I bet you miss them so much, how fun that you can look in on them and see how they are doing though! I surely thought they would be sleeping when I tuned in but they were all standing in front of the door looking out and then started running around and jumping on the beds! Too cute! I did try to see the one with CB and Greta but all I could see was a white spotted dark "thing" sleeping, I'm thinking it was Mr. CB. It will be so nice to see them when you get back!


----------



## anouk

Awwww, they're all sleeping, everyone on a different bed. :wub: :wub: :wub:


----------



## Snowball Pie's Mommi

Awwww, Jaimie. I can't sleep. So, I'm checking in on your fluffs. One of your babies is up, too. I think maybe Paxton? 

I was checking in about 3:40AM ... and, it is now going on 4AM. It looks as though she is tired ... but, she keeps going back up to the door. Looking up. Sniffing. Two of your babies are sleeping peacefully. The other one looks up every so often ... I think checking on Paxton. 

Paxton looks as though she is falling asleep on the floor now. Poor baby misses her Mommi.  :wub: 

Your babies are sleeping peacefull now. Even Paxton. :wub: 

So, off to beddy-bye I go, too. 4:02AM


----------



## maggieh

They are cute beyond belief - love the cameras! And I know what you mean - I miss mine like crazy when I have to travel. You'll be home with them soon! Hugs!


----------



## Reillies_mom

This is the neatest thing! I know what my husband would say if I were to show it to him...."No Terri! We can not get one. :thmbdn:


----------



## triste

I've been checking in this morning..all are up and going..seems they are anxious for some company! I bet they'll be happy to see some familiar faces this morning.


----------



## The A Team

They're all up and someone must be stiring down the hall way because they all going looking out the door and Parker is jumping at the door. .....breakfast must be on the way...  

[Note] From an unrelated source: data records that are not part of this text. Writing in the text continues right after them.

PR #246, opened 2023-02-25
Solution

SlavikSherbak:


app/models.py
```diff
@@ -0,0 +1,8 @@
+from dataclasses import dataclass
+
+
+@dataclass
+class Actors:
```
katevasilenko, line 5: We named classes in Python in singular. And also please fix all over the project
```suggestion
class Actor:
```

katevasilenko (changes requested):

Grayder0152 (approved):

PR #253, opened 2023-02-28
Solution

ZabFTFT:


WDemidenko (approved):
Good job!

app/managers.py
```diff
@@ -0,0 +1,48 @@
+import sqlite3
+
+from models import Actor
+
+
+class ActorManager:
+    def __init__(self) -> None:
+        self._connection = sqlite3.connect(
+            "C:\\Programming Study\\Mate\\py-actor-manager\\cinema.db3"
```
Y-Havryliv, line 9: it would be easier and you could avoid using the absolute path by moving your db into the app directory

Y-Havryliv (approved):

app/managers.py
ZabFTFT: I see, thanks!

PR #262, opened 2023-03-03
solution

avkpol:


app/managers.py
```diff
@@ -0,0 +1,45 @@
...
+
+class ActorManager:
+
+    def __init__(self) -> None:
+        self._connection = sqlite3.connect("cinema.db3")
+        self.table_name = "actors"
+
+    def all(self) -> None:
+        actors_cursor = self._connection.execute(
+            f"SELECT id, first_name, last_name FROM {self.table_name}"
```
ArsenPidhoretskyi, line 14: Use select *, because when you update your Actor model you must change sql also

ArsenPidhoretskyi (changes requested):

Vasyl-Smutok (approved):
Good Job 👍

PR #268, opened 2023-03-06
solution

DavidGlusch:


BohdanLazaryshyn (approved):

Serhii-Leonenko (changes requested):
Read the checklist again!

app/managers.py
```diff
@@ -0,0 +1,48 @@
+import sqlite3
+from app.models import Actor
```
wQuelS, line 2: follow import style according to PEP8
https://peps.python.org/pep-0008/#imports

wQuelS (changes requested):

app/managers.py
DavidGlusch: as i understood, you were refering to this part

wQuelS (approved):
Great

PR #272, opened 2023-03-06
Solution

ZhAlexR:


amber-marichi (approved):
nice

app/main.py
```diff
@@ -1,13 +1,13 @@
...
-#     print(Actor.objects.all())
-#     Actor.objects.update(2, "Daniel", "Radcliffe")
-#     print(Actor.objects.all())
-#     Actor.objects.delete(1)
-#     print(Actor.objects.all())
+from models import Actor
+from managers import ActorManager
+
+if __name__ == "__main__":
+    Actor.objects = ActorManager("cinema_db.db3")
```
Serhii-Leonenko, line 5: According to the task the name of the db should be `cinema`, but it's not a big problem

Serhii-Leonenko (approved):

app/main.py
ZhAlexR: > 

I supposed that adding  "db" to the name of file in the end is a good practice.
Thanks! Will use simple naming variant next time)

PR #280, opened 2023-03-07
'Solution'

Morty67:


app/managers.py
```diff
@@ -0,0 +1,40 @@
+import sqlite3
+from models import Actor
```
Anatolii-Poznyak, line 2: pep8 : D

Anatolii-Poznyak (approved):
Well Done !

app/managers.py
Morty67: what wrong with pep8? in PyCharm i don't have any problems

Serhii-Leonenko: https://peps.python.org/pep-0008/#imports

Serhii-Leonenko (changes requested):

app/managers.py
Morty67: > https://peps.python.org/pep-0008/#imports

ty, i read

Serhii-Leonenko (approved):
Well done!

PR #282, opened 2023-03-07
Solution

TeliksPG:


ghost (approved):

app/managers.py
```diff
@@ -0,0 +1,40 @@
+import sqlite3
+
+from models import Actor
+
+
+class ActorManager:
+    def __init__(self) -> None:
+        self._connection = sqlite3.connect("cinema.db")
```
Serhii-Leonenko, line 8: The difference between .db and .db3 file extensions is that .db files are associated with the older SQLite version 2, while .db3 files are associated with the SQLite version 3

Serhii-Leonenko (changes requested):

app/managers.py
ProdyRodion: Danya said, that there is no difference, and in SQLite 3 i don't have any other option

wQuelS (approved):
Good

it's a good thing I don't have a web-cam set up or I'd never get anything done at work.

Hurry home.


----------



## triste

Cooter and Greta have food...P's don't yet... I think they know it too! lmao. Parker's giving them heck. One of them is protesting..facing the other way!

ok I MUST STOP watching...it's addictive and kinda heartbreaking. Two of them have their noses under the door... :bysmilie:


----------



## Madison's Mom

Ohhh...someone just walked by with a black lab. The kids got all excited.

I'm headed to Louisiana (Ruston) today for the weekend and my babies are staying home with Dad. I wish I had one of these video cams to watch them!


----------



## sophie

The Ps are awake! And, I can see CB and Greta.


----------



## triste

Ya CB and Greta are all curled up together ...they had their breakfast and I guess are having a morning nap already! lol
TWo of the p's still have their noses under the door. One is Parker, I'm afraid I can't tell the girls apart....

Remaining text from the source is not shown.